64. La question de la liberté et de la vérité en ce qui concerne les langues doublement articulées est plus complexe et mérite réflexion à part. Si dans les langues, il n’y avait que la liberté musicale sans aucune vérité repérable, ce serait l’anarchie des libertés, personne ne s’entendrait. Si, par contre, il n’y avait que la vérité exacte des mathématiques, on parlerait comme des machines, sans aucune liberté. Si enfin les mots étaient singuliers comme les choses à dire, permettant des milliers de ‘photos’ différents de chacune, elles seraient carrément inutiles. Or, tandis que les autres inscriptions sont en général le fait, sinon de spécialistes, tout au moins de gens doués, le langage oral doit être – avec les autres usages communs de la tribu - le bien de tout le monde, permettant à chacun, non seulement de marquer sa place singulière, comme tout d’abord de penser et d’être structuré en tant qu’être humain. La difficulté est celle de devenir singulier dans son style et dans ses performances quand on a à apprendre des autres et à répéter leurs règles pour se faire entendre et accepter. Un petit et très fort texte de F. Flahault (1979) a résolu la question, en soulignant que dans une conversation il y a toujours une seule place de parole qui est à prendre : qui parle doit faire valoir son droit à se faire entendre des autres, sa pertinence[5]. Or, celle-ci ne naît pas spontanément, doit être cultivée et pour cela il faut être corrigé par les autres, apprendre à ne pas dire ce qui vient spontanément à la tête, à se critiquer pour soi d’abord, silencieusement, pour éviter la critique sociale, bref on doit apprendre à dissimuler, à garder des secrets, à cultiver son for intérieur, sa ‘vie intérieure’, sa pensée en somme. Cette capacité de dissimulation est la condition du mensonge qui peut faire mal à autrui, sans doute, mais c’est aussi celle de l’art de l’acteur, de la fiction littéraire et artistique. La singularité de tout un chacun implique sa distance, son retrait par rapport au dire des autres, ne pas en subir les contraintes imposées sans les évaluer.
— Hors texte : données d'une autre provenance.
PR #2091, opened 2026-03-20
L2V31 upgrade contract and further upgrade testing

kelemeno:
# What ❔

## Checklist


.github/workflows/anvil-interop-ci.yaml
```diff
@@ -133,6 +138,59 @@ jobs:
...
+      - name: Run V30 to V31 upgrade test
+        working-directory: l1-contracts/test/anvil-interop
+        run: |
+          echo "Running V30 -> V31 upgrade test..."
+          yarn ts-node run-v30-to-v31-upgrade-test.ts
+
+      - name: Cleanup
+        if: always()
+        run: |
+          pkill -9 anvil 2>/dev/null || true
```
StanislavBreadless: i know there is some cleanup sh file, does it fit here? it would be better for consistency

l1-contracts/contracts/l2-upgrades/L2GenesisForceDeploymentsHelper.sol
```diff
@@ -227,7 +227,9 @@ library L2GenesisForceDeploymentsHelper {
             ? IComplexUpgrader.ContractUpgradeType.ZKsyncOSSystemProxyUpgrade
             : IComplexUpgrader.ContractUpgradeType.EraForceDeployment;
 
-        _setupProxyAdmin();
+        if (_isGenesisUpgrade) {
```
StanislavBreadless, line 240: why does it matter? it just checks if the owner is correct and sets it if it is not

l1-contracts/contracts/l2-upgrades/L2GenesisForceDeploymentsHelper.sol
```diff
@@ -522,7 +527,9 @@ library L2GenesisForceDeploymentsHelper {
             IL2BaseTokenBase(L2_BASE_TOKEN_SYSTEM_CONTRACT_ADDR).initL2(_fixedForceDeploymentsData.l1ChainId);
         }
 
-        L2NativeTokenVault(L2_NATIVE_TOKEN_VAULT_ADDR).registerBaseTokenIfNeeded();
+        if (_isGenesisUpgrade) {
+            L2NativeTokenVault(L2_NATIVE_TOKEN_VAULT_ADDR).registerBaseTokenIfNeeded();
```
StanislavBreadless, line 446: same here, why only during genesis?

l1-contracts/contracts/upgrades/SettlementLayerV31UpgradeBase.sol
```diff
@@ -0,0 +1,182 @@
...
+            );
+    }
+
+    /// @notice Validate that the inner calldata targets L2V31Upgrade at the expected address.
+    function _validateWrappedUpgrade(address _delegateTo, bytes memory _existingUpgradeCalldata) internal pure {
+        require(
+            bytes4(_existingUpgradeCalldata) == IL2V31Upgrade.upgrade.selector,
+            "Unexpected inner upgrade selector"
+        );
+        require(_delegateTo == L2_VERSION_SPECIFIC_UPGRADER_ADDR, "Unexpected upgrade target");
```
StanislavBreadless: `L2_VERSION_SPECIFIC_UPGRADER_ADDR` is a constant address and doing it here would override the address which we try to avoid for zksync os (i.e. we should always deploy on empty addresses or use proxies). 

If you wish to, we can move this part into a follow up PR, but please leave a FIXME here, this can not go into production as is it now

l1-contracts/contracts/upgrades/SettlementLayerV31UpgradeBase.sol
```diff
@@ -0,0 +1,182 @@
...
+            baseTokenName = IERC20Metadata(originToken).name();
+            baseTokenSymbol = IERC20Metadata(originToken).symbol();
+            baseTokenDecimals = IERC20Metadata(originToken).decimals();
+        }
+
+        return
+            abi.encode(
+                ZKChainSpecificForceDeploymentsData({
+                    l2LegacySharedBridge: address(0),
+                    predeployedL2WethAddress: address(0),
```
StanislavBreadless, line 157: is this field ever used?

l1-contracts/contracts/upgrades/SettlementLayerV31UpgradeBase.sol
```diff
@@ -0,0 +1,182 @@
...
+    function _validateWrappedUpgrade(address _delegateTo, bytes memory _existingUpgradeCalldata) internal pure {
+        require(
+            bytes4(_existingUpgradeCalldata) == IL2V31Upgrade.upgrade.selector,
+            "Unexpected inner upgrade selector"
+        );
+        require(_delegateTo == L2_VERSION_SPECIFIC_UPGRADER_ADDR, "Unexpected upgrade target");
+    }
+
+    /// @notice Emit the constructed L2 upgrade tx data for monitoring/debugging.
+    function emitL2UpgradeTxData(
```
StanislavBreadless: maybe just a view/pure getter would be more appropriate here? not sure if anyone would check the event, but at the same ethers.js will resolve it as a non-view method by default and will require private key to call it

l1-contracts/contracts/upgrades/SettlementLayerV31UpgradeBase.sol
```diff
@@ -0,0 +1,182 @@
...
+        }
+
+        if (bridgehub.whitelistedSettlementLayers(s.chainId)) {
+            require(IGetters(address(this)).getPriorityQueueSize() == 0, PriorityQueueNotReady());
+        }
+
+        // Era chains automatically have it tracked.
+        // ZKsync OS chains haven't been tracking this value until the v31 upgrade.
+        // It will have to be backfilled.
+        // FIXME The actual logic for backfilling will be introduced in a separate PR.
```
StanislavBreadless: this has been fixed by Raid's PR I think, you can delete this fixme

l1-contracts/test/anvil-interop/docs/l2v31-upgrade-ntv-circularity.md
```diff
@@ -0,0 +1,103 @@
...
+5. Calls `L2ChainAssetHandler.updateL2()`
+6. Calls `InteropCenter.updateL2()`
+
+## What L2V31Upgrade currently does
+
+`L2V31Upgrade.upgrade()` duplicates a subset of what `performForceDeployedContractsInit(false)`
+already does, plus adds v31-specific logic:
+
+1. `acrossRecovery()` — v31-specific, one-time Across protocol fix
+2. `NTV.updateL2(...)` — **duplicated** from genesis helper, with circular reads
```
StanislavBreadless: it doesnt do it, does it?

l1-contracts/test/anvil-interop/docs/l2v31-upgrade-ntv-circularity.md
```diff
@@ -0,0 +1,103 @@
...
+3. `L2AssetTracker.registerBaseTokenDuringUpgrade()` — v31-specific
+4. `L2BaseToken.initL2(l1ChainId)` — v31-specific (only for non-genesis upgrades)
+
+## Problem: duplication and circularity
```
StanislavBreadless: is this file valid or just intermediate debugging one?

l1-contracts/test/anvil-interop/src/helpers/process-logs-helper.ts
```diff
@@ -286,9 +286,11 @@ export function buildInteropCallExecutedLogs(params: { startTxNumberInBatch: num
   const { interopBundle, startTxNumberInBatch } = params;
   const abiCoder = ethers.utils.defaultAbiCoder;
 
-  // Derive the selector from the contract ABI instead of hardcoding the signature
-  const iface = new ethers.utils.Interface(getAbi("IAssetTrackerDataEncoding"));
-  const RECEIVE_INTEROP_CALL_EXECUTED_SELECTOR = iface.getSighash("receiveInteropCallExecuted");
+  // Compute the selector for receiveInteropCallExecuted(InteropCallExecutedMessage)
+  // InteropCallExecutedMessage is (bytes32, (bytes1, bool, address, address, uint256, bytes))
+  const RECEIVE_INTEROP_CALL_EXECUTED_SELECTOR = ethers.utils
```
StanislavBreadless: why did we update this value? it used to read from file before

l1-contracts/test/anvil-interop/src/helpers/process-logs-helper.ts
```diff
@@ -451,3 +453,11 @@ export async function getGWPendingInteropBalance(
   const tracker = new Contract(GW_ASSET_TRACKER_ADDR, getAbi("GWAssetTracker"), gwProvider);
   return tracker.pendingInteropBalance(chainId, assetId);
 }
+
+/**
+ * Query the ETH asset ID from the Bridgehub on GW (baseTokenAssetId for a chain).
```
StanislavBreadless:
```suggestion
 * Query the base token asset ID from the Bridgehub on GW (baseTokenAssetId for a chain).
```

l1-contracts/test/anvil-interop/src/helpers/token-transfer.ts
```diff
@@ -49,7 +49,8 @@ export async function executeTokenTransfer(
   options: ExecuteTokenTransferOptions
 ): Promise<MultiChainTokenTransferResult> {
   const log = options.logger || defaultLogger;
-  const { sourceChainId, targetChainId } = options;
+  const sourceChainId = options.sourceChainId ?? 10;
```
StanislavBreadless: why this change?

l1-contracts/test/anvil-interop/src/core/types.ts
```diff
@@ -118,8 +118,8 @@ export interface DeploymentState {
 }
 
 export interface MultiChainTokenTransferParams {
-  sourceChainId: number;
-  targetChainId: number;
+  sourceChainId?: number;
```
StanislavBreadless: what caused this change? we previously had strict typing here

l1-contracts/contracts/l2-upgrades/L2GenesisForceDeploymentsHelper.sol
StanislavBreadless, line 1: In this file we often do stuff like:

```
        if (!_isGenesisUpgrade) {
            conductContractUpgrade(
                _expectedUpgradeType,
                _fixedForceDeploymentsData.chainAssetHandlerBytecodeInfo,
                address(L2_CHAIN_ASSET_HANDLER_ADDR)
            );
        }
```

Do you think we can move those and simply use forcedeployments for those? nowadays we dont support constructors and so usually "upgrade all" + "init all" would be less error prone. 

E.g. our FixedForceDeploymentsHelper lacks the deployment of GWAssetTracker. 
- On one hand it is not too bad since usually we would've force deployed it the usual way
- On the other, it raises eyebrows as to why do we deploy the other contracts then.

I think we should decide what is our codestyle here. I think telling that "all contracts must be prepared by the force deployments prior to the `performForceDeployedContractsInit` function is good enough and it reduces the code bloat

l1-contracts/contracts/l2-upgrades/L2V31Upgrade.sol
```diff
@@ -14,17 +16,34 @@ import {IL2V31Upgrade} from "../upgrades/IL2V31Upgrade.sol";
...
+        // V31-specific: register base token in the new AssetTracker.
         IL2AssetTracker(L2_ASSET_TRACKER_ADDR).registerBaseTokenDuringUpgrade();
 
-        // Initialize the L2BaseToken (sets L1_CHAIN_ID and BaseTokenHolder balance).
+        // V31-specific: initialize BaseToken (sets L1_CHAIN_ID and BaseTokenHolder balance).
+        // This is normally only called during genesis, but for v31 we need it for existing
+        // chains because L2BaseToken is a new contract.
         IL2BaseTokenBase(L2_BASE_TOKEN_SYSTEM_CONTRACT_ADDR).initL2(
-            IL2AssetTracker(L2_ASSET_TRACKER_ADDR).L1_CHAIN_ID()
+            L2AssetTracker(L2_ASSET_TRACKER_ADDR).L1_CHAIN_ID()
```
StanislavBreadless: I think we need some consistency in how we treat `initL2` functions. By name (and often by the actions they perform) they should be only calleable during genesis, but it is not the case in the `_finalizeDeployments` function. 

I would create a function called `initializeV31Contracts` and then call it from both v31 upgrade and fixed force deployments library (but only during genesis). 

I personally assume that the role of `L2GenesisForceDeploymentsHelper` is to be a library that can be randomly called during next upgrades without too much thought and it should be fine. It is only possible if `initL2` methods are not called there unless there is genesis.

PS: this comment is related to this specific line, but I also refer to the following lines in the `L2GenesisForceDeploymentsHelper`:

```
        // These contracts are introduced by the v31 force-deployment flow itself, so both the genesis path and
        // the existing-chain upgrade path need their first-time initialization rather than an update.
        L2AssetTracker(L2_ASSET_TRACKER_ADDR).initL2(
            _fixedForceDeploymentsData.l1ChainId,
            _additionalForceDeploymentsData.baseTokenBridgingData.assetId,
            // The only chains that need backfill for the base token's total supply are ZKsync OS
            // chains that existed before the v31 upgrade (i.e. isGenesis is false).
            _isZKsyncOS && !_isGenesisUpgrade
        );

        GWAssetTracker(GW_ASSET_TRACKER_ADDR).initL2(
            _fixedForceDeploymentsData.l1ChainId,
            _fixedForceDeploymentsData.aliasedL1Governance
        );

        InteropHandler(L2_INTEROP_HANDLER_ADDR).initL2(_fixedForceDeploymentsData.l1ChainId);


```

l1-contracts/contracts/upgrades/SettlementLayerV31UpgradeBase.sol
kelemeno: server backwards compatibility

kelemeno: core/lib/types/src/abi.rs

l1-contracts/contracts/dev-contracts/MockSystemContractProxyAdmin.sol
```diff
@@ -0,0 +1,25 @@
+// SPDX-License-Identifier: MIT
+pragma solidity ^0.8.24;
+
+/// @title MockSystemContractProxyAdmin
+/// @notice Mock for the ZKsyncOS SystemContractProxyAdmin (address 0x1000c).
+/// @dev In production (ZKsyncOS), SystemContractProxyAdmin.upgrade() calls
+/// proxy.upgradeTo(impl) to point SystemContractProxy to a new implementation.
+/// On Anvil EVM, the system contract addresses hold EVM implementation bytecodes
```
StanislavBreadless: why so? you should use the same genesis setup as inside the zksync os genesis gen where system proxies are deployed and their implementations are deployed as well

if it is too hard / too long for this PR, let's then make a linear task to do it in a subsequent one, but it seems like a needless deviation

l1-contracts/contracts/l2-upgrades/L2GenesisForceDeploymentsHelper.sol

Le langage doublement articulé, elliptique et polysémique, s’y prête fort bien.

[1] Avec quelques différences dues à la différence des matières d’inscription (le langage oral ne fait pas un intervalle entre tous les mots comme notre écriture alphabétique, par exemple : les blancs de celle-ci font partie du système de différences), il s’agit en gros du même système.
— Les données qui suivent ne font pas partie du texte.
PR #2097, opened 2026-03-24
Introduce protocol ops tool

tomg10:
# What ❔

## Checklist


l1-contracts/deploy-scripts/ecosystem/DeployCreate2Factory.s.sol
Deniallugo, line 1: Can we make it as a part of basic anvil/reth setup?

l1-contracts/deploy-scripts/upgrade/default-upgrade/DefaultChainUpgrade.s.sol
```diff
@@ -38,18 +35,17 @@ contract DefaultChainUpgrade is Script {
...
-
-        // Config file must be parsed key by key, otherwise values returned
-        // are parsed alfabetically and not by key.
-        // https://book.getfoundry.sh/cheatcodes/parse-toml
+        chainId;
+        permanentValuesInputPath;
+        revert(
+            "DefaultChainUpgrade.prepareChain(..., permanent-values path) is deprecated. Use prepareChainWithBridgehub(...)"
+        );
+    }
```
Deniallugo: why not remove the method? we don't need to keep backward compatibility especially in this way.

protocol-ops/src/commands/chain/admin_call_builder.rs
```diff
@@ -0,0 +1,214 @@
...
+            calls,
+            chain_admin_abi: CHAIN_ADMIN_OWNABLE_ABI.clone(),
+        }
+    }
+
+    pub fn extend_with_calls(&mut self, calls: Vec<AdminCall>) {
+        self.calls.extend(calls);
+    }
+
+    // #[allow(clippy::too_many_arguments)]
```
Deniallugo: commented code

protocol-ops/src/commands/chain/deploy_admin.rs
```diff
@@ -0,0 +1,139 @@
...
+            "Simulation mode: forking {} via anvil",
+            args.l1_rpc_url
+        ));
+    }
+
+    logger::info(format!("Deploying ChainAdmin as sender: {:#x}", sender));
+    logger::info(format!("Owner will be: {:#x}", owner));
+
+    // In simulation mode, forge targets the anvil fork instead of the original RPC.
+    let effective_rpc = execution_mode.rpc_url(&args.l1_rpc_url);
```
Deniallugo: Looks like it should be an additional method which is doing it for all commands.

l1-contracts/contracts/upgrades/SettlementLayerV31Upgrade.sol
```diff
@@ -44,21 +40,7 @@ contract SettlementLayerV31Upgrade is BaseZkSyncUpgrade {
 
         require(s.totalBatchesCommitted == s.totalBatchesExecuted, NotAllBatchesExecuted());
 
-        bytes32 baseTokenAssetId = bridgehub.baseTokenAssetId(s.chainId);
```
StanislavBreadless: why need to change anything in the contracts?

l1-contracts/deploy-scripts/utils/PermanentValuesHelper.sol
```diff
@@ -5,83 +5,22 @@ import {Vm} from "forge-std/Vm.sol";
 import {stdToml} from "forge-std/StdToml.sol";
 
 /// @title PermanentValuesHelper
-/// @notice A small helper library to read create2 factory values from permanent-values.toml
+/// @notice A helper library to read and write create2 factory values from permanent-values.toml
 library PermanentValuesHelper {
```
Deniallugo: if it's only create2 values. should we name it Permanent values? maybe smthng more specific?

l1-contracts/deploy-scripts/ExecuteProtocolOpsOut.s.sol
```diff
@@ -0,0 +1,26 @@
...
+import {Script} from "forge-std/Script.sol";
+import {stdJson} from "forge-std/StdJson.sol";
+
+/// @notice Executes transactions from a protocol-ops --out JSON file.
+/// Input: (string path, uint256 count) where path is the out file path and count is transactions.length.
+/// Run with --broadcast, --private-key, --rpc-url. File path can be absolute or relative to project root.
+contract ExecuteProtocolOpsOut is Script {
+    using stdJson for string;
+
+    function run(string memory outPath, uint256 transactionCount) external {
```
Deniallugo: why out path?

Deniallugo (commented):
review is far from finish

l1-contracts/deploy-scripts/ecosystem/DeployCreate2Factory.s.sol
sanekmelnikov: Yes, it should be in the same place with other dev-setup: deploy-erc20, funding operators, etc.
Currently it's in `zkstack`, Long-term it should be (probably) in zksync-os-integration-tests.
The question is where do we want to put deploy-create2-factory logic in this iteration?

l1-contracts/deploy-scripts/utils/PermanentValuesHelper.sol
```diff
@@ -5,83 +5,22 @@ import {Vm} from "forge-std/Vm.sol";
...
-        if (vm.keyExistsToml(permanentValuesToml, addrPath)) {
-            create2FactoryAddr = permanentValuesToml.readAddress(addrPath);
-        }
-    }
-
-    /// @notice Reads the legacy Gateway chain ID from the permanent values TOML file
-    /// @param vm The Forge VM instance
-    /// @param permanentValuesPath The path to the permanent values file
-    /// @return legacyGwChainId The legacy Gateway chain ID (0 if not configured)
-    function getLegacyGwChainId(
```
StanislavBreadless, line 70: It is true that these were not used atm, but we will need legacy gw related data during upgrade preparation (an example is from PR here: https://github.com/matter-labs/era-contracts/pull/2102). What is the intended way to access those now?

docker/protocol/Dockerfile
```diff
@@ -1,17 +1,36 @@
...
     YARN_CACHE_FOLDER=/tmp/yarn-cache
 
 # Build deps
 RUN apt-get update && apt-get install -y --no-install-recommends \
-      ca-certificates curl git bash coreutils openssl jq xz-utils gnupg && \
+      ca-certificates curl git bash coreutils openssl jq xz-utils gnupg \
+      build-essential pkg-config libssl-dev && \
     rm -rf /var/lib/apt/lists/*
 
 # Node 20 + Yarn 1.22.19
```
StanislavBreadless: above it is said that:

```
ARG NODE_MAJOR=18
ARG NODE_VERSION=18.20.8
```

StanislavBreadless: the values seem to unused, maybe makes sense to delete those

docker/protocol/Dockerfile
```diff
@@ -1,17 +1,36 @@
 # syntax=docker/dockerfile:1.6
 
+ARG FOUNDRY_ARCH=linux_amd64
+ARG FOUNDRY_ZKSYNC_TAG=nightly-807f47ace7cdd90eed7190dc4481952cfaa25938
+ARG FOUNDRY_VANILLA_VERSION=v1.3.5
+ARG NODE_MAJOR=18
+ARG NODE_VERSION=18.20.8
+ARG RUST_TARGET=x86_64-unknown-linux-gnu
+ARG RUST_TOOLCHAIN=nightly-2025-09-19
+ARG YARN_VERSION=1.22.19
```
StanislavBreadless, line 9: this arg is unused since we later on provide hardcoded version

```
 && npm i -g yarn@1.22.19 \
```

l1-contracts/deploy-scripts/ctm/DeployCTMUtils.s.sol
```diff
@@ -56,6 +56,9 @@ import {BytecodesSupplier} from "contracts/upgrades/BytecodesSupplier.sol";
 import {ServerNotifier} from "contracts/governance/ServerNotifier.sol";
 
 import {DeployUtils} from "../utils/deploy/DeployUtils.sol";
+import {AddressIntrospector} from "../utils/AddressIntrospector.sol";
+import {Create2FactoryUtils} from "../utils/deploy/Create2FactoryUtils.s.sol";
```
StanislavBreadless: nit: are you sure we need those new imports?

l1-contracts/deploy-scripts/utils/PermanentValuesHelper.sol
```diff
@@ -5,83 +5,22 @@ import {Vm} from "forge-std/Vm.sol";
...
 
-    /// @notice Returns the path to the permanent values TOML file
-    /// @param vm The Forge VM instance
-    /// @return The full path to the permanent values file
-    function getPermanentValuesPath(Vm vm) internal view returns (string memory) {
-        string memory root = vm.projectRoot();
-        return string.concat(root, vm.envString("PERMANENT_VALUES_INPUT"));
-    }
+    bytes32 internal constant DEFAULT_SALT = 0x88923c4cbe9c208bdd041f7c19b2d0f7e16d312e3576f17934dd390b7a2c5cc5;
+    address internal constant DETERMINISTIC_CREATE2_ADDRESS = 0x4e59b44847b379578588920cA78FbF26c0B4956C;
```
StanislavBreadless: we have this same address copied inside Utils.sol, it is better to deduplicate

l1-contracts/deploy-scripts/upgrade/default-upgrade/DefaultCoreUpgrade.s.sol
```diff
@@ -121,15 +127,24 @@ contract DefaultCoreUpgrade is Script, DeployL1CoreUtils {
...
+        address bridgehubProxyAddress,
+        bool isZKsyncOS,
+        bytes32 create2FactorySalt,
+        string memory upgradeInputPath
+    ) public virtual {
         string memory upgradeToml = vm.readFile(upgradeInputPath);
 
-        (address create2FactoryAddr, bytes32 create2FactorySalt) = getPermanentValues(permanentValuesInputPath);
-        _initCreate2FactoryParams(create2FactoryAddr, create2FactorySalt);
+        _initCreate2FactoryParams(Utils.DETERMINISTIC_CREATE2_ADDRESS, create2FactorySalt);
```
StanislavBreadless: why do we use permanent values in one place for this, but not in the other

protocol-ops/src/commands/ecosystem/upgrade.rs
```diff
@@ -0,0 +1,448 @@
...
+    let ctm = args.ctm_proxy_address.ok_or_else(|| {
+        anyhow::anyhow!("--ctm-proxy-address is required for no-governance-prepare")
+    })?;
+    let bytecodes_supplier = args.bytecodes_supplier_address.ok_or_else(|| {
+        anyhow::anyhow!("--bytecodes-supplier-address is required for no-governance-prepare")
+    })?;
+    let is_zk_sync_os = args
+        .is_zk_sync_os
+        .ok_or_else(|| anyhow::anyhow!("--is-zk-sync-os is required for no-governance-prepare"))?;
+    let rollup_da_manager = args.rollup_da_manager_address.unwrap_or_default();
```
StanislavBreadless, line 155: rollup_da_manager should be located into the permanent values toml
governance should be obtained as the owner of the bridgehub. 

we should not need to pass these params here at all

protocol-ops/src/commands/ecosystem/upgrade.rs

[2] Ainsi les langues latines, dont on connaît assez bien la langue souche, n’en rendent pas moins leurs indigènes étrangers à ceux des autres.
[3] Et exhaustives, tandis que tout discours en langue est structurellement elliptique.
[4] Bien que les conventions de définition des unités les demandent, mais justement ces unités opèrent automatiquement, pour ainsi dire, les ordinateurs en sont la preuve.
[5] C’est plus net pour se faire publier, en article de journal ou en livre, car le problème est le même.